**Work request**
Instruction for the entries that follow: retype exactly the lines from the line with "noahdietz: There was" to the line with "noahdietz: I've sent", both included, and omit all others.

[Dataset entries]
--------------------------------
PR #165, opened 2019-07-31
gapic: support max req & res size limits

noahdietz:
Addresses https://github.com/googleapis/gapic-generator/issues/2895 and makes things configurable via gRPC ServiceConfig.

FYI @jadekler


internal/gengapic/client_init.go
```diff
@@ -61,6 +61,9 @@ func (g *generator) clientOptions(serv *descriptor.ServiceDescriptorProto, servN
 		p("    option.WithEndpoint(%q),", host)
 		p("    option.WithGRPCDialOption(grpc.WithDisableServiceConfig()),")
 		p("    option.WithScopes(DefaultAuthScopes()...),")
+		p("		 option.WithGRPCDialOption(grpc.WithDefaultCallOptions(")
```
pongad: Too many leading white spaces here?

internal/gengapic/testdata/empty_opt.want
```diff
@@ -10,12 +10,17 @@ func defaultClientOptions() []option.ClientOption {
 		option.WithEndpoint("foo.bar.com:443"),
 		option.WithGRPCDialOption(grpc.WithDisableServiceConfig()),
 		option.WithScopes(DefaultAuthScopes()...),
+		option.WithGRPCDialOption(grpc.WithDefaultCallOptions(
+		grpc.MaxCallRecvMsgSize(-1),
```
pongad: I don't see the documentation saying that -1 refers to infinity. Did I miss something? If not, maybe we should send a small documentation PR to the gRPC repo?

internal/gengapic/client_init.go
noahdietz: There was a tab character there. Oops! Done.

internal/gengapic/testdata/empty_opt.want
noahdietz: I've sent y'all an email exchange with one of the gRPC TLs where he says this is supported. Furthermore, this is done already in some of the Python GAPICs

noahdietz: After looking at the source code, I might be second guessing this behavior for grpc-go specifically. The defaultClientMaxSendMsgSize is `math.maxInt32` ([here](https://github.com/grpc/grpc-go/blob/977142214c45640483838b8672a43c46f89f90cb/clientconn.go#L96)), rather than -1. This also precludes the need for us to set the maxSendMsgSize call option, its already maxed out by default.

noahdietz: Just double checked with a grpc-go team member, and they said they don't support -1. I will use the math lib max int value instead. Thanks @pongad for catching this!

noahdietz: Done! PTAL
--------------------------------
**Answer space**
noahdietz: There was a tab character there. Oops! Done.

internal/gengapic/testdata/empty_opt.want
noahdietz: I've sent y'all an email exchange with one of the gRPC TLs where he says this is supported. Furthermore, this is done already in some of the Python GAPICs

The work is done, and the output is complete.